FAQs

What’s this?

HGQ is a method for quantization aware training of neural works to be deployed on FPGAs, which allows for per-weight and per-activation bitwidth optimization.

Why is it useful?

Depending on the specific application, HGQ could achieve up to 20x resource reduction compared to the traditional AutoQkeras approach, while maintaining the same accuracy. For some more challenging tasks, where the model is already under-fitted, HGQ could still improve the performance under the same on-board resource consumption. For more details, please refer to our paper here.

Can I use it?

The following conditions must be met:

  1. Your model is competible with hls4ml (i.e. it can be converted to HLS C++ code).

  2. You are using Vivado as your FPGA backend.

    • However, other backend MAY work if you don’t use heterogeneous activation quantization.

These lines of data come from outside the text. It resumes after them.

PR #518, opened 2015-05-24
Visible addresses

DavidVorick:
3 things (commits sum it up nicely):

1. I added visible addresses, which are addresses that get displayed to the user. Right now, that's only addresses that the user created manually and not addresses created by the miner, wallet, or host. Visible addresses are saved and reloaded.

2. UnlockHash type is now encoded as hex by JSON. There's no decoder at the moment.

3. Switch from 'blocks per month' to 'blocks per week', and reduce 2^(log(x) - log(y)) to x/y...

### DIFF
--- a/modules/miner/info.go
+++ b/modules/miner/info.go
@@ -25,10 +25,12 @@ func (m *Miner) MinerInfo() modules.MinerInfo {
 
 	// Using the hashrate and target, determine the number of blocks per month
 	// that could be mined.
-	hashesRequired, _ := big.NewRat(0, 1).SetFrac(types.RootDepth.Int(), m.target.Int()).Float64()
-	hashesPerWeek := big.NewInt(0).Mul(big.NewInt(60*60*24*7), big.NewInt(m.hashRate))
-	floatHPW, _ := big.NewRat(0, 1).SetInt(hashesPerWeek).Float64()
-	blocksPerWeek := floatHPW / hashesRequired
+	blocksPerWeek := float64(0)
+	if m.target.Int().Sign() > 0 {
+		hashesPerWeek := new(big.Int).Mul(big.NewInt(60*60*24*7), big.NewInt(m.hashRate))
+		hashesPerBlock := new(big.Int).Div(types.RootDepth.Int(), m.target.Int())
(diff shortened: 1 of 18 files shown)


modules/miner/info.go
```diff
@@ -26,19 +25,17 @@ func (m *Miner) MinerInfo() modules.MinerInfo {
 
 	// Using the hashrate and target, determine the number of blocks per month
 	// that could be mined.
-	floatMaxTarget, _ := big.NewRat(0, 1).SetInt(types.RootDepth.Int()).Float64()
-	floatCurTarget, _ := big.NewRat(0, 1).SetInt(m.target.Int()).Float64()
-	hashesRequired := math.Exp2(math.Log2(floatMaxTarget) - math.Log2(floatCurTarget))
-	hashesPerMonth := big.NewInt(0).Mul(big.NewInt(60*60*24*30), big.NewInt(m.hashRate))
-	floatHPM, _ := big.NewRat(0, 1).SetInt(hashesPerMonth).Float64()
-	blocksPerMonth := floatHPM / hashesRequired
+	hashesRequired, _ := big.NewRat(0, 1).SetFrac(types.RootDepth.Int(), m.target.Int()).Float64()
```
lukechampine: `new(big.Rat)`

modules/miner/info.go
```diff
@@ -26,19 +25,17 @@ func (m *Miner) MinerInfo() modules.MinerInfo {
...
+	hashesPerWeek := big.NewInt(0).Mul(big.NewInt(60*60*24*7), big.NewInt(m.hashRate))
+	floatHPW, _ := big.NewRat(0, 1).SetInt(hashesPerWeek).Float64()
+	blocksPerWeek := floatHPW / hashesRequired
```
lukechampine: I would do:
```go
hashesRequired := new(big.Int).Div(types.RootDepth.Int(), m.target.Int())
hashesPerWeek := new(big.Int).Mul(big.NewInt(60*60*24*7), big.NewInt(m.hashRate))
floatHPW, _ := new(big.Rat).SetFrac(hashesPerWeek, hashesRequired).Float64()
```

DavidVorick:
Should be better now.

  3. You are using tensorflow.keras as your model API.

  4. Your model is fully connected or convolutional.

    • i.e. no RNN, LSTM, etc. transformers should work if you build one with dense and the conv1d for MMM hack.

  5. You are using tensorflow as your training framework, and you are using tf.keras as your model API.

    • Supports both Sequential and Functional keras model API.

If you meet all the above conditions, you can probably use HGQ to quantize your model.

What’s the status of the project?

The project is still under development. The codebase and documentation are not stable yet, and we are working on it. If you have any questions, please feel free to contact us.

I’m getting terrible results during/after training, what should I do?

Do you observe a collapse of loss value, as well as BOPs and accuracy? If so, you may want to try the following:

  1. Reduce beta in H- layers.

  2. Reduce or remove the regularization quantizer config.

  3. Increase init_bw in quantizer config.

  4. If it still doesn’t work, please first verify that the Keras counterpart of your model is working properly. If it is, please feel free to contact us.

ERROR: [XFORM 203-504] Stop unrolling loop 'SomeName' for Vivado HLS

Your layer is too big. No, actually, due to some hard-coded and yet stupid heuristic in Vivado HLS, it stops you from unrolling some large and/or nested loops regardless of whether it is actually synthesizable/large (e.g., a large but very sparse dense layer will fail). There is NO way to disable this check. You can try to reduce the size of your layer, or try to use parallel_factor for convolutional layers, or split dense layers manually.